La Wallonie à la traîne

Seconde explication au décalage entre particuliers et professionnels en matière d’électrification, les freins à l’achat demeurent nombreux. Selon une enquête commandée par BNP Paribas Fortis, le prix demeure le critère le plus limitant devant l’autonomie et les éléments relatifs à la recharge (voir ci-contre). Plus d’un tiers des Belges interrogés indiquent par ailleurs ne jamais vouloir passer à une voiture électrique ou hybride, une hostilité particulièrement vive chez les plus de 55 ans (42%). Cette méfiance transparaît aussi dans les principaux motifs de passer à une voiture verte: obligation légale (53%) et fiscalité (36%).

Le verdissement des voitures de société doit notamment contribuer à rendre la voiture électrique plus abordable en développant le marché de l’occasion, privilégié par les particuliers. Ces derniers possèdent en effet 77% du parc automobile belge, mais ne représentent qu’un tiers des achats de voitures neuves, selon la Febiac.

Les autorités soutiennent également le développement du réseau de bornes de recharge, notamment fiscalement (lire l’encadré ci-contre). Selon EV Belgium, la fédération des entreprises actives dans la transition vers une mobilité zéro émission, il existe aujourd’hui environ 36 000 points de recharge (semi-)publics en Belgique. Suivant l’évaluation de la Commission européenne d’un point de recharge pour dix véhicules, le réseau actuel suffit puisque la 200 000e immatriculation de voiture électrique est attendue pour la fin d’année en Belgique. Mais Romain Denayer, coordinateur chez EV Belgium, prévient qu’il «faudra deux cents mille points de recharge accessibles au public dans tout le pays» d’ici à 2030, quand le parc électrique devrait atteindre deux millions d’exemplaires.

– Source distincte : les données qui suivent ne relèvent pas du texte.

PR #1345, opened 2026-09-18
docs: update evals for pipecat 1.11.0

aconchillo:
Follow-up to the evals docs updates already on `main` for [pipecat 1.11.0](https://github.com/pipecat-ai/pipecat/blob/main/CHANGELOG.md#1110---2026-09-17). Main already documents the `scenarios:` list, `llm_marker`, `text_excludes`, `eval:` on a `function_call`, `speed`, and the manifest entry options. This PR restructures that coverage so each page explains the basics first and the file-sharing options at the end, and fills in what was still missing.

## Scenario files

- **Scenario Configuration** gets a "Scenario files" section as the single home for the format: the `scenarios:` list, `<file>/<scenario>` naming, file-level defaults with the replace-whole rule, the full list of keys that can sit at the top of a file grouped by kind (`name:` is the one exception), the shared-`turns:` and shared-`persona:` patterns, and a note on the deprecated top-level shape.
- **Scripted Scenarios** and **Simulated Scenarios** each end with a "Several ... in one file" section instead of carrying the multi-scenario examples in their anatomy sections. Each lists that kind's shareable keys with its own examples (`turn_completion`, `interruption`, `book_table`, `diner`).
- The examples on the lifecycle, eval-loop, and quickstart pages are wrapped in the new shape, and sample output shows the `<file>/<scenario>` names and log file names.

## Scripted page

The marker, absence, `text_excludes`, and call-judging material is consolidated under Assertions (main had it split between Events and Assertions, with the call judging in two places). The events table gains `bot_interrupted` and the `vad_*` events, which the marker scenarios anchor on, and `absent:` gets a section of its own.

## Suites and CLI

- An "Entry options" section for `runner_body: {path:|data:}` (with the bare-form deprecation), `name:`, and per-entry `concurrency:`, and a "Concurrency" section for the one-slot-per-entry scheduling and manifest-order dispatch.
- Artifact naming with the entry label and the `<file>__<scenario>` stem, and the `name` and `turns[].expectations` fields in `results.jsonl`.
- CLI reference: `SCENARIOS`, `-p`, `-s`, `-c`, and log and recording naming.

## Library

`EvalScenarioFile.load()` replaces the per-kind loaders throughout, with a "Loading a scenario file" section, `EvalExpectationResult` on turn results, run `name`/`label` in the suite section, the judge's `add_*` and `evaluate_call()` methods, and a "Migrating from 1.10" table for the 1.11.0 deprecations.

`llms.txt` and `llms-full.txt` regenerated. Metadata lint, Prettier, the import check, and `mint broken-links --check-anchors --check-redirects` pass.


markbackman (approved):
LGTM!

La Wallonie compte aujourd'hui cinq mille bornes contre 28 000 en Flandre et trois mille à Bruxelles.
La Wallonie compte aujourd’hui cinq mille bornes contre 28 000 en Flandre et trois mille à Bruxelles. © belgaimage

La Wallonie, qui compte cinq mille bornes contre 28 000 en Flandre et trois mille à Bruxelles, est particulièrement à la traîne puisqu’elle devrait atteindre septante mille points de recharge. La Région a ainsi annoncé l’an dernier vouloir ouvrir six mille bornes au public, en partenariat avec les pouvoirs locaux, la Sofico et les gestionnaires privés de sites accessibles, et a récemment créé une cellule de coordination wallonne, impliquant notamment les gestionnaires de réseaux électriques. On est encore loin du compte.

Dans le dédale des avantages fiscaux

Les voitures électriques bénéficient globalement d’une fiscalité plus avantageuse, mais à des degrés divers en fonction de la Région. En Flandre, l’automobiliste peut bénéficier de l’exonération de la taxe annuelle de circulation (TAC) et de la taxe de mise en circulation (TMC). A Bruxelles, il ne paie que le tarif minimal: 61,50 euros pour la TMC et 97,68 euros pour la TAC. Idem en Wallonie, jusqu’à présent. Un nouveau décret adopté début septembre introduit en effet un critère de masse pour la TMC à partir du 1er juillet 2025. Ce qui rendra la taxe beaucoup plus chère pour nombre de véhicules électriques: par exemple 1 404,50 euros au lieu de 61,50 euros pour une Tesla Model Y!

Les particuliers qui installent une borne de recharge domestique en 2023 profitent, eux, d’une réduction d’impôts de 30% en 2023, taux qui passera à 15% pour la période résiduelle de janvier à août 2024. Pour en bénéficier, la borne doit être installée dans le domicile ou à proximité immédiate, être équipée d’un système de contrôle intelligent (temps et capacité de charge), être alimentée en électricité verte et être approuvée par un organisme de contrôle agréé. Le montant déductible de base est plafonné à 1 750 euros par an ou huit mille euros dans le cas d’une borne bidirectionnelle (la batterie pouvant alors réinjecter sur le réseau l’électricité stockée dans la batterie du véhicule). La recharge à domicile ne fait pas l’objet, elle, de mesures fiscales spécifiques pour les particuliers, mais il faut noter que certains fournisseurs d’énergie proposent des contrats avec des conditions et avantages spécifiques pour les propriétaires de véhicules électriques. Les professionnels peuvent déduire les frais d’installation d’une borne à concurrence de 150% jusque fin 2024.

Bon à savoir: certaines autorités locales, villes et communes offrent des subventions aux particuliers qui achètent ou louent une voiture 100% électrique.